И вот стали звонить ему с одной врачихой, которая работала с ним, захлебываясь рассказывала о нем, какой он да как делал эту операцию, спас руку человеку, а ведь это так много — рука, которая двигается. Не просто висит плетью, как могла бы висеть, не просто отсутствует, как могла бы по всем законам хирургии, а существует и двигается, и человек жив по сию пору, работает и даже забыл, что мог остаться калекой, забыл, что страдал и не спал ночей, когда его привезли и должны были оперировать, как он старался держаться, старался отвлечься от этой страшной мысли — об ампутации, вспоминал все смешное и нелепое в своей жизни, вспоминал свое детство и озорство, только чтобы не поддаваться общему и страшному унынию перед операцией — и какой!
И еще тысячи операций сделал Петр Петрович.
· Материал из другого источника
PR #173, opened 2025-09-17
No-credential connections and 0-RTT fixes

jagerman:
This commit adds the ability for a client to connect to a server without providing a key, and allows listening servers to choose whether client keys are required, requested, or omitted.  Required means a client must provide a key, and it must pass the key verification function; requested means the server will request a key and the client may provide one: the key verification function is called with an empty key if the client does not provide one (so that it can still use the ALPN to reject the connection, for example, if certain ALPNs require keys and others don't).  Omitted means the server won't request one at all.

For omitted client pubkeys (either not requested, or requested and not provided but still allowed), the connection's `remote_key()` will return an empty span.

Client connections can now use GNUTLSCreds::make_unauthenticated to make a connection without a pubkey.  They can also omit the TLSCreds from the connect() call entirely, but that won't allow doing things like enable 0rtt.  This connection with such a missing pubkey will fail if the server requires pubkeys, but otherwise is allowed.

This deliberately renames `set_key_verify_callback` to `require_client_keys` (thus breaking code) as calling code needs to decide whether it wants requires or requests behaviour.

This also fixes closely related issues with 0-RTT: under 0-RTT resumption, key verification callbacks were never called, and so the remote_key was never set on the connection object.  This is actually intentional: a valid 0-RTT ticket already contains the connection data, and so the initial connection that produced the ticket already passed verification.  This commit contains fixes to this so that they get properly reflected in the Connection object, and documents this for the key verification functions.

Other changes:

- remove pointless `gtls_key` struct and make it back into a simple typedef, like it used to be.  The indirection added nothing.

- replace Connection `is_validated()` with `is_handshaked()` and `is_handshake_confirmed()`.  Validated isn't used anywhere outside of libquic's test suite, and doesn't really work with 0-RTT connections that don't re-validate.

- remove `set_draining()` and `set_closing()` -- they were pointless private methods that simply set the variable of the same name to false.  But anything with private access can already just set those to false itself.

- Fixed wrong comment above cert_verify_callback_gnutls about what a failure return value looks like.  The function was already returning 1 rather than a negative (which is actually okay), but this intent is now clearer in the comment and the code.

- Removed unused `usage_flags`.  It was already tagged `[[maybe_unused]]` but was actually unused and didn't seem to have any purpose.

### DIFF
--- a/include/oxen/quic/gnutls_crypto.hpp
+++ b/include/oxen/quic/gnutls_crypto.hpp
@@ -133,23 +133,7 @@ namespace oxen::quic
         }
     };
 
-    struct gtls_key final : std::array<unsigned char, GNUTLS_KEY_SIZE>
-    {
-        gtls_key() = default;
-        gtls_key(const unsigned char* data, size_t size) { write(data, size); }
-        explicit gtls_key(std::string_view data) : gtls_key{reinterpret_cast<const unsigned char*>(data.data()), data.size()}
-        {}
-        explicit gtls_key(std::span<const unsigned char> data) : gtls_key{data.data(), data.size()} {}
-
-        //  Writes to the internal buffer holding the gnutls key
-        void write(const unsigned char* buf, size_t size)
-        {
-            if (size != GNUTLS_KEY_SIZE)
-                throw std::invalid_argument{"GNUTLS key must be 32 bytes!"};
-
-            std::memcpy(data(), buf, size);
-        }
-    };
+    using gtls_key = std::array<unsigned char, GNUTLS_KEY_SIZE>;
 
     // key: remote key to verify, alpn: negotiated alpn's
     using key_verify_callback = std::function<bool(std::span<const unsigned char> key, std::string_view alpn)>;
@@ -367,10 +351,17 @@ namespace oxen::quic
         friend class GNUTLSSession;
 
         GNUTLSCreds(std::string_view ed_seed, std::string_view ed_pubkey);
+        GNUTLSCreds();
 
       public:
+        // Construct a credentials object from a Ed25519 seed and pubkey.  (The seed may optionally
+        // be a combined seed+pk libsodium 64-byte value; only the first 32 bytes are used).
         static std::shared_ptr<GNUTLSCreds> make_from_ed_keys(std::string_view seed, std::string_view pubkey);
+        // Construct a credentials object from a Ed25519 combined seed/pubkey value.
         static std::shared_ptr<GNUTLSCreds> make_from_ed_seckey(std::string_view sk);
+        // Constructs a no-credentials object.  This object may *only* be used for client
+        // connections, and will fail if the server is configured to require a client certificate.
+        static std::shared_ptr<GNUTLSCreds> make_unauthenticated();
 
         using anti_replay_add_cb = std::function<bool(
                 std::span<const unsigned char> key,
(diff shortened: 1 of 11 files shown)


include/oxen/quic/gnutls_crypto.hpp
```diff
@@ -367,10 +351,17 @@ namespace oxen::quic
...
+        GNUTLSCreds();
 
       public:
+        // Construct a credentials object from a Ed25519 seed and pubkey.  (The seed may optionally
+        // be a combined seed+pk libsodium 64-byte value; only the first 32 bytes are used).
         static std::shared_ptr<GNUTLSCreds> make_from_ed_keys(std::string_view seed, std::string_view pubkey);
+        // Construct a credentials object from a Ed25519 combined seed/pubkey value.
         static std::shared_ptr<GNUTLSCreds> make_from_ed_seckey(std::string_view sk);
+        // Constructs a no-credentials object.  This object may *only* be used for client
+        // connections, and will fail if the server is configured to require a client certificate.
```
tewinget: s/and will fail/and connections using it will fail/

tewinget (approved):

src/connection.cpp
```diff
@@ -1354,6 +1354,8 @@ namespace oxen::quic
             assert(ins);
             return 0;
         }
+        else if (id == next_incoming_stream_id)
```
tewinget, line 1368: This will work if we only ever allow bidirectional streams.  I wonder if the better answer is to have two queues for incoming streams (uni and bidi) and not assign an id to them at all, but rather if there is a pending incoming stream on the queue when a stream is opened, we pop it, use it, and assign its id at that time.  I don't *think* anything is relying on that queued stream having an id set before it's opened.

src/connection.cpp
```diff
@@ -495,6 +489,19 @@ namespace oxen::quic
         return 0;
     }
 
+    void Connection::check_established()
+    {
+        if (establish_hook_called)
```
tewinget, line 494: both call sites are also doing this check, so it's slightly redundant (but probably good to keep anyway?)

tewinget: nevermind I'm blind.

jagerman: There are a couple others that don't check it, and the ones that do are basically doing it to add a log statement for the "weird" case here (and the tiny gain of not making another function call).

src/connection.cpp
jagerman: Just to leave a comment here about why this is tracking IDs:

The reason for tracking the stream is to deal with ngtcp2 not calling stream opened callbacks for implicitly opened streams.

I.e. in QUIC, if you see new data on stream 8, then the QUIC protocol implies opening of stream 0 and 4.  (+1/2/3 to all of these for unidirectional and/or server-initiated), and ngtcp2 fires 8 but *declines* to fire 0 and 4 stream opened callbacks (although it is marked as subject to change in the future).  If you're trying to match up streams between client and server (i.e. server and client treat stream 0 as a BTReqStream, stream 4 as some custom stream, and stream 8 as a plain stream) then things would break as a result.

Thus tracking the ID, so that if the client opens three streams (which will always be 0-4-8) and the server queues three incoming streams (0-4-8), everything matches up without requiring ngtcp2 to call them in order.

As to unidirectional streams: yeah, this is indeed broken, but currently I don't think we handle unidirection streams at all, and we would need to either add more counters, or else just deprecate this in favour of using stream construction callbacks instead.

Выпрямлял ноги тем, кто хромал, разбирал суставы и собирал их снова, заставлял двигаться эти неподвижные суставы, вживлял чужие кости, консервированные…
Все это рассказывала мне врачиха, она и сама сделала много удивительного в жизни, но что самое удивительное — до семидесяти лет осталась живой, молодой, полной энергии, сил и страсти жить на свете. Осталась такой, что одно ее приближение к человеку оживляло его, и не только больных, но вот таких ипохондриков, как мы с талантливой моей приятельницей. Так назовем ее — Лохнесское чудище, Несси, а великую врачиху — Марилей, как звали ее в детстве. А Петра Петровича назовем Петром Петровичем, нам все равно кого путать с кем…
Мы с Марилей Ивановной звонили ему и просили рассказать о себе, но он был именно в таком состоянии, как Несси у меня в гостях, он долго говорил:
— Кто это?
— Это я, Мариля Ивановна.
— Ах, Марилечка, здравствуйте, милая… Так что вы хотите?
— Петр Петрович, вы ведь со мной на ты были, в войну и до войны тоже.
— Да, Марилечка, да, дорогая, так что вы, то есть ты? Не больна, о чем ты просишь…
— Я не больна, а здорова пока, тьфу-тьфу, даже и не помню, когда болела…
— Хорошо, а я вот все болен, — и голос его так слабо звучал, будто телефон не работал, но телефон работал, просто голос его слабел. А Мариле так хотелось услышать его тем, прежним, даже властным и уверенным.
— Я хочу увидеться с вами, то есть с… — она запнулась, не хотела говорить с «тобой».
Мариля задумалась — она вспомнила тяжелые и страстные годы войны, весь дух ее, все отношения, когда «ты» говорилось сгоряча, будто в бою, говорилось во время операций, так и оставалось, говорилось во время партсобраний, говорилось во время сводок и особенно во время победы, тогда говорилось, а теперь, спустя столько лет, уже не говорилось. Она задумалась о том, что он болен и сразу спрашивает у нее, о чем она просит, а она хотела только повидаться и воскресить все, что было когда-то сделано, вспомнить — она так любила вспоминать и свою жизнь, и свою работу, и чужую, писала о своей и о чужой работе.